#### [Goal of the exercise]
The answer consists of one number: how many lines of the data below include the string "that".

#### [Task inputs]

+-------+

PR #8492, opened 2025-02-19
[load] Adding CLI support for engine reference identity feature

Himanshu49:
Added two new parameter --engine-ref-ids and --engine-ref-id-type to 'az load test create' and 'az load test update' commands.
Added their corresponding validators, logic and tests.

---

### General Guidelines

For new extensions:

### About Extension Publish

### DIFF
--- a/src/load/HISTORY.rst
+++ b/src/load/HISTORY.rst
@@ -4,7 +4,7 @@ Release History
 ===============
 
 
-1.5.1
+1.6.0
 ++++++
 * Add support for engine reference identity using CLI. Engine reference identity can be set using `--engine-ref-id-type` and `--engine-ref-ids` argument in 'az load test create' and 'az load test update' commands. Engine reference identity set in YAML config file under key `referenceIdentities` with `kind` as `Engine` will also be honoured.
 
--- a/src/load/setup.py
+++ b/src/load/setup.py
@@ -10,7 +10,7 @@ from setuptools import setup, find_packages
 
 
 # HISTORY.rst entry.
-VERSION = '1.5.1'
+VERSION = '1.6.0'
 
 # The full list of classifiers is available at
 # https://pypi.python.org/pypi?%3Aaction=list_classifiers


src/load/azext_load/data_plane/utils/argtypes.py
```diff
@@ -392,6 +392,23 @@
...
+    type=str,
+    completer=get_generic_completion_list(
+        utils.get_enum_values(models.EngineIdentityType)
+    ),
+    choices=utils.get_enum_values(models.EngineIdentityType),
+    help="Type of identity to be used for the engine.",
+)
+
+engine_reference_identities = CLIArgumentType(
+    options_list=["--engine-reference-identities"],
```
mbhardwaj-msft, line 406: I believe the number of characters in the option have to be <=22

src/load/azext_load/data_plane/utils/utils.py
```diff
@@ -337,6 +337,14 @@ def convert_yaml_to_test(cmd, data):
         new_body["passFailCriteria"] = utils_yaml_config.yaml_parse_failure_criteria(data=data)
     if data.get(LoadTestConfigKeys.AUTOSTOP) is not None:
         new_body["autoStopCriteria"] = utils_yaml_config.yaml_parse_autostop_criteria(data=data)
+    
+    if data.get(LoadTestConfigKeys.REFERENCE_IDENTITIES):
+        for identity in data[LoadTestConfigKeys.REFERENCE_IDENTITIES]:
+            if identity.get(LoadTestConfigKeys.KIND) == LoadTestConfigKeys.ENGINE:
```
mitsha-microsoft, line 343: Should we handle if the get fails?

mitsha-microsoft: Does it throw or return `None`?

src/load/azext_load/data_plane/utils/validators.py
```diff
@@ -522,3 +523,27 @@ def validate_regionwise_engines(cmd, namespace):
             )
         regionwise_engines.append({"region": key.strip().lower(), "engineInstances": value})
     namespace.regionwise_engines = regionwise_engines
+
+def validate_engine_reference_identities(namespace):
+    """Extracts multiple space-separated identities"""
+    if isinstance(namespace.engine_reference_identities, list):
+        engine_reference_identities_list = []
+        for item in namespace.engine_reference_identities:
+            if not is_valid_resource_id(item):
```
mitsha-microsoft, line 532: Can we not use a common validator for all reference identities?

src/load/azext_load/data_plane/utils/utils.py
mbhardwaj-msft, line 343: do we need null check on `identity`?

src/load/azext_load/data_plane/utils/utils.py
```diff
@@ -514,6 +524,17 @@ def create_or_update_test_with_config(
...
+    # if argument is provided prefer that over yaml values
+    if engine_reference_identity_type:
+        validators.validate_engine_identities_id_and_type(engine_reference_identity_type, engine_reference_identities)
+        if engine_reference_identity_type:
+            new_body["engineBuiltinIdentityType"] = engine_reference_identity_type
+        if engine_reference_identities:
+            new_body["engineBuiltinIdentityIds"] = engine_reference_identities
+    elif yaml_test_body.get("engineBuiltinIdentityType"):
+        new_body["engineBuiltinIdentityType"] = yaml_test_body.get("engineBuiltinIdentityType")
+        new_body["engineBuiltinIdentityIds"] = yaml_test_body.get("engineBuiltinIdentityIds")
```
mbhardwaj-msft, line 536: do we need to explicitly handle the patch using backfill from existing test payload, or is API able to handle that?

src/load/azext_load/data_plane/utils/utils.py
```diff
@@ -745,9 +775,10 @@ def upload_zipped_artifacts_helper(
                 file_to_upload=zip_artifact, file_type=AllowedFileTypes.ZIPPED_ARTIFACTS,
                 wait=wait
             )
-            if wait and file_response.get("validationStatus") != "VALIDATION_SUCCESS":
+            if wait and file_response.get("validationStatus") not in ("VALIDATION_SUCCESS", "NOT_VALIDATED"):
```
mbhardwaj-msft, line 778: wouldn't the `NOT_VALIDATED` state conflict with fragments feature, since delayed validation would be possible going forward?

src/load/azext_load/data_plane/utils/argtypes.py
```diff
@@ -392,6 +392,23 @@
...
 )
 
+engine_reference_identity_type = CLIArgumentType(
+    options_list=["--engine-reference-identity-type"],
+    type=str,
+    completer=get_generic_completion_list(
+        utils.get_enum_values(models.EngineIdentityType)
+    ),
+    choices=utils.get_enum_values(models.EngineIdentityType),
+    help="Type of identity to be used for the engine.",
```
mbhardwaj-msft, line 402: do we not want to include allowed values in help text?

src/load/azext_load/data_plane/utils/utils_yaml_config.py
```diff
@@ -137,3 +139,27 @@ def yaml_parse_loadtest_configuration(cmd, data):
     if data.get(LoadTestConfigKeys.SPLIT_CSV) is not None:
         load_test_configuration["splitAllCSVs"] = _yaml_parse_splitcsv(data=data)
     return load_test_configuration
+
+def yaml_parse_engine_identities(data):
+    engine_identities = []
+    reference_type = None
+    reference_identities = data.get(LoadTestConfigKeys.REFERENCE_IDENTITIES)
+    for identity in reference_identities:
```
mbhardwaj-msft, line 147: can we check if this flow is working for when user sets type to None after it's been set some other type?

src/load/azext_load/data_plane/utils/argtypes.py
```diff
@@ -392,6 +392,23 @@
     help="Specify the engine count for each region in the format: region1=engineCount1 region2=engineCount2 .... Use region names in the format accepted by Azure Resource Manager (ARM). Ensure the regions are supported by Azure Load Testing. Multi-region load tests can only target public endpoints.",
 )
 
+engine_reference_identity_type = CLIArgumentType(
+    options_list=["--engine-reference-identity-type"],
+    type=str,
+    completer=get_generic_completion_list(
```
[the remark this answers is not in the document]
Himanshu49: It works in bash when activate interactive mode. Will check in powershell once.

src/load/azext_load/data_plane/utils/argtypes.py
Himanshu49: 'choices' parameter of CLIArgumentType takes care of that. help will have all the allowed values

src/load/azext_load/data_plane/utils/utils.py
Himanshu49: If the key is not present the get method returns None. It should be fine in my opinion. Have tested locally with empty and other variation.

Himanshu49: yes, this can happen if null is explicitly provided in yaml.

+-------+

#### [Answer to the exercise]
3